ESPUSB - Chat about the software components

User avatar
By cnlohr
#52752
_UserExceptionVector and _UserExceptionVector_1 are actually compiled to different sections, so the compiler doesn't know the address of _UserExceptionVector_1 at compile time..


It sounds like you're implying 'j' cannot be retargeted link-time, and that it must be a 'call0' for that reason. I never really considered it, and never noticed because I do everything all-together.

Actually, writing this out makes me think that you might be better off creating your own set of vectors as well - just like the esp-open-rtos approach.


This feels like a very heavy approach, and feels like it might not be as compatible with other systems. Though I agree it is a lot cleaner. Speaking of that...

This also means you don't have to --wrap anything at all, or memcpy random bits of memory.


I did... and it works... Sort of... It can enumerate and works. My latency went from 1.86us to 0.78us! (Latency can be decreased further on my end) A savings of about 74 cycles. I say "sort of" because, unless I attach my handler to the existing interrupt system as well, everything breaks.

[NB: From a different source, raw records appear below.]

PR #558, opened 2020-11-06
Banner management

TomHolroyd:
# Motivation and Context

As a rOps user, I want the ability to see the current alert banner running, and have the ability to remove it so that I may swap the alert banners which are displayed to respondents.
# What has changed

# How to test?

# Links
- https://trello.com/c/Bb75vjhE


warrenbailey (changes requested):

_infra/helm/response-operations-ui/Chart.yaml
```diff
@@ -18,4 +18,4 @@ version: 1.1.0
 
 # This is the version number of the application being deployed. This version number should be
 # incremented each time you make changes to the application.
-appVersion: 2.3.6
+appVersion: 2.3.7
```
jterryons, line 21: New feature, increment minor version.

response_operations_ui/views/admin.py
```diff
@@ -44,15 +53,48 @@ def update_banner():
...
-    else:
-        logger.debug("Banner update", user=current_username(), banner=banner)
-        admin_controller.set_banner(form.banner.data)
     return redirect(url_for("admin_bp.banner_admin"))
 
 
-def remove_banner():
-    admin_controller.remove_banner()
-    return redirect(url_for("admin_bp.banner_admin"))
+def set_suffix(today):
```
jterryons, line 95: This one is an eyebrow raiser, im surprised that datetime doesn't support date suffixes. The stackoverflow post on this is from 9 years ago but i cant cant find any recent documentation. Could you briefly comment this and reference the stack overflow page https://stackoverflow.com/questions/5891555/display-the-date-like-may-5th-using-pythons-strftime

response_operations_ui/views/admin.py
```diff
@@ -21,14 +23,21 @@
...
     form = BannerAdminForm(form=request.form)
-
-    current_banner = admin_controller.current_banner()
-    if current_banner:
-        form.banner.data = current_banner
-        logger.debug("Banner set to ", banner=current_banner)
-    return render_template('banner-admin.html', current_banner=current_banner, form=form)
+    dict_of_alerts = get_alert_list()
+    banner_removed = False
+    if 'banner_removed' in session:
```
warrenbailey, line 32: Do we need this variable? The template should be able to just check if the current_banner is set or not, or have a missed something?

Also it seems a little odd to store it in the session, it's not something I'd expect as the banner is global for all users.

warrenbailey (changes requested):

response_operations_ui/views/admin.py
TomHolroyd: Looking at the prototype, once the banner is removed the user is redirected back to /admin/banner and a notification is posted confirming banner removal. The session was added to confirm this to that user and then disappear on refresh. https://rops-prototypes.netlify.app/prototypes/alert-banner-management/version-3/04-remove-alert.html

I can change this to just be a persistent banner with either 'No banner currently active' or '{{current_banner}}'?

warrenbailey: ah ok that makes sense then 👍

warrenbailey: I just had a thought, we could use flash flash for this notification and we actually do this elsewhere in rops:

https://flask.palletsprojects.com/en/1.1.x/patterns/flashing/

For example:
https://github.com/ONSdigital/response-operations-ui/blob/a0c7f3c34b9013ed6fc84fb11b429f30f572ba63/response_operations_ui/views/reporting_units.py#L176

PR #560, opened 2020-11-17
Banner management #558, workaround PR

jdfox:
# Motivation and Context
Workaround PR for https://github.com/ONSdigital/response-operations-ui/pull/558, where GitHub Actions has hit a bug.

# What has changed

# How to test?

# Links


jdfox:
Same result as #558

PR #561, opened 2020-11-20
Manage alert templates

TomHolroyd:
As a rOps user, I want the ability to see the current alert banner running, and have the ability to remove it so that I may swap the alert banners which are displayed to respondents.

# What has changed

# How to test?

# Links


response_operations_ui/controllers/admin_controller.py
```diff
@@ -41,3 +45,25 @@ def current_banner():
...
+        r = _get_redis()
+        banner = r.get('AVAILABILITY_MESSAGE_TIME_SET')
+        logger.debug("Getting time availability message was set", banner=banner)
+        return banner
+    except redis.RedisError:
+        logger.exception("Unable to retrieve current banners")
+
+
+def get_alert_list():
+    my_dict = {}
```
jterryons, line 61: As Warren suggested before, remove the my_dict stuff

response_operations_ui/controllers/admin_controller.py
```diff
@@ -15,13 +16,16 @@ def _get_redis():
...
+def set_banner_and_time(banner, time):
     try:
         r = _get_redis()
         r.set('AVAILABILITY_MESSAGE', banner)
+        r.set('AVAILABILITY_MESSAGE_TIME_SET', time)
         logger.debug("Setting availability message", banner=banner)
     except redis.RedisError:
-        logger.exception("Unable to updated banner")
+        logger.exception("Unable to update banner and time")
+        logger.exception('Ensure time parameter is correct structure if not '
```
jterryons, line 27: collapse this into the logger exception above.

response_operations_ui/controllers/admin_controller.py
```diff
@@ -15,13 +16,16 @@ def _get_redis():
     return r
 
 
-def set_banner(banner):
+def set_banner_and_time(banner, time):
```
jterryons, line 19: I think some of Warrens comments have been missed from the previous PR

TomHolroyd: This change was made, however when we passed a default datetime.now parameter in it would only record the time it was first called and would not update when a banner was removed/updated. I don't know if this is something to do with redis?

response_operations_ui/controllers/admin_controller.py
TomHolroyd: This change investigated. A list of dicts is returned instead of a dictionary, this required extra code in banner-admin.html. It was agreed to leave it like this for readability within the html file - happy to make the change though

jterryons: 👍

jterryons (approved):

PR #575, opened 2020-12-15
Use business attributes endpoint

insacuri:
# Motivation and Context
Previously the reporting unit would get the business attributes one at a time (to fill out the name, trading as and region for the business at the time of each collection exercise).

This PR makes that call happen at once to reduce the http and database connection overheads that repeated calls give.

# What has changed

# How to test?

# Links


response_operations_ui/controllers/party_controller.py
```diff
@@ -33,6 +33,37 @@ def get_party_by_ru_ref(ru_ref):
...
+
+    :param business_party_id: A business id
+    :param collection_exercise_ids: An (optional) list of collection exercise ids
+    :type collection_exercise_ids: list
+    :return: A dict of attributes with each collection exercise id as the keys.
+    :rtype: dict
+    """
+    bound_logger = logger.bind(business_id=business_party_id, collection_exercise_ids=collection_exercise_ids)
+    bound_logger.info('Retrieving business attributes')
+    if not collection_exercise_ids:
```
insacuri, line 50: Note for later: this line and the functionality in the docstring don't match

warrenbailey (approved):
One minor comment but looks good to me otherwise

PR #580, opened 2021-01-04
Update packages to fix security issue

insacuri:
# Motivation and Context
`pipenv check` caused the build to fail because cryptography <3.3 is required.  This PR fixes that and updated the other packages

# What has changed

# How to test?

# Links


jdfox:
In JWT 2.0, `jwt.encode` now returns token as string rather than byte string. Removing `.decode()` from `self.access_token.decode()` fixes new test errors.

jdfox (approved):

I am guessing sometimes there is an interrupt already being handled and if levels change while in their handler, everything explodes because the handler is null (Which is OKAY! I can simply throw out the interrupt)

(in a .S, anywhere...)
Code: Select all//This code will be memcpy'd over top of _UserExceptionVector, since I can't figure out how to override it with GCC.
.global replacement_user_vect
.align 4
replacement_user_vect:
//Original code:
   _wsr.excsave1   a0
   _rsr.interrupt a0
   _bbci a0, 4, not_a_gpio_interrupt
   _nop //Will get replaced with a "call0" to my code. (TODO: Can this be a jump?)
not_a_gpio_interrupt:
   _call0 _UserExceptionVector_1
   _ill
   _ill //Zero padding to make it so we can see it clearly in a memory dump.

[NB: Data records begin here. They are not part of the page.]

PR #587, opened 2021-02-04
changed redirect after message

anwilkie:
# Motivation and Context
rOps users needed to be sent back to the reporting unit page after sending a message, because it's tedious having to navigate back after it sends you to the message thread list.

# What has changed
The `/create-messages` endpoint now redirects the user back to the previously selected responding unit page after a message is sent.

# How to test?
On response-ops, find a reporting unit, click on a survey, find a respondent, and click create message. Then, type in a message and send it. It should redirect you back to the reporting unit page.
# Links
[Trello card](https://trello.com/c/XrN8aya6)

### DIFF
--- a/tests/views/test_message.py
+++ b/tests/views/test_message.py
@@ -503,7 +503,7 @@ class TestMessage(ViewTestCase):
         mock_request.get(ru_ref_url, status_code=200)
 
         with self.app.app_context():
-            response = self.client.post("/messages/create-message", data=self.message_form, follow_redirects=True)
+            response = self.client.post("/messages/create-message", data=self.message_form)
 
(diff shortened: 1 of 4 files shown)


tests/views/test_message.py
```diff
@@ -509,6 +562,16 @@ def test_form_submit_with_FDI_data(self, mock_request, mock_get_jwt):
         mock_request.get(url_get_threads_list, json=thread_list, status_code=200)
```
insacuri, line 562: Do you still need these old mocks if you're not going to the inbox page anymore?  I don't think you do, I'd try and remove some of these mock requests to narrow it down to only what you need

insacuri (approved):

And, here's my memcopy surgery nastyness, not yet edited or commented... But it creates the 3-byte opcode of what the operations there should be since we can't rely on the compiler to relocate nicely.
Code: Select all   int i;
   uint8_t * ovect = (uint8_t*)0x40100050;
   uint32_t * ovect32 = (uint32_t*)0x40100050;
   uint8_t * replacevect8 = (uint8_t*)(&replacement_user_vect);
   uint8_t * targ8 = (uint8_t*)(&_UserExceptionVector_1);
   uint8_t vect8copy[16]; //We only need 16 bytes.
   ets_memcpy( vect8copy, (&replacement_user_vect), 0x20 );

   //+1 to +4   (When 'call' instruction is at +3)
   //+5 to +8   (When 'call' instruction is at +5)
   //+5 to +8   (When 'call' instruction is at +6)
   //+9 to +12  (When 'call' instruction is at +9)
   //+13 to +16 (When 'call' instruction is at +12)
   int delta_gp = ((uint8_t*)&gpio_intr) - (ovect+11);
   int delta_ue =               targ8 - (ovect+14);

   delta_ue = (delta_ue & ~0x03)<<4;
   delta_gp = (delta_gp & ~0x03)<<4;

   //for call0 to the gpio handler.
   vect8copy[9] = 0x05 | (delta_gp & 0xff); //lsb of jump
   vect8copy[10] = (delta_gp >> 8)&0xff; //...
   vect8copy[11] = (delta_gp >> 16)&0xff; //msb of jump.

   //For call0 to the normal handler
   vect8copy[12] = 0x05 | (delta_ue & 0xff); //lsb of jump
   vect8copy[13] = (delta_ue >> 8)&0xff; //...
   vect8copy[14] = (delta_ue >> 16)&0xff; //msb of jump.


   printf( "%08x %08x %08x\n", ovect, replacevect8, delta_ue);
   for( i = 0; i <0x10; i++ )
   {
      printf( "%02x ", vect8copy[i] );
   }

   ovect32[0] = ((uint32_t*)vect8copy)[0];
   ovect32[1] = ((uint32_t*)vect8copy)[1];
   ovect32[2] = ((uint32_t*)vect8copy)[2];
   ovect32[3] = ((uint32_t*)vect8copy)[3];


Regarding the xtos stuff... cool. I didn't see any of that, but I made a random guess and restore the state myself with:

Code: Select all   _rsr.excsave1 a0   
   rsync
   rfe


There's a real gotcha with understanding Xtensa: exceptions and interrupts are two different things.


That is a small problem. I still have enough room in my vector to handle that if I have to. It shouldn't be too bad to read in EXCCAUSE and jump to the regular handler if it's not set to 4. But... of the nice things about this USB mess is it's okay if I miss interrupts or sometimes call the interrupt without anything legitimate - though it would be better to be clean, for initial testing, things can be very dirty. Especially in USB Full speed! With full speed, I can tell if the interrupt was spurious in about .3-.4us.


If you push the non-working wrap code & makefile you have to a branch somewhere, I can probably take a look. But like I said above, maybe you're better off just writing your own set of vectors and leaving the SDK ones as-is.


I don't know if it's worth your time - I have already asked stack overflow etc. I think I have everything I critically need now to start investigating full-speed.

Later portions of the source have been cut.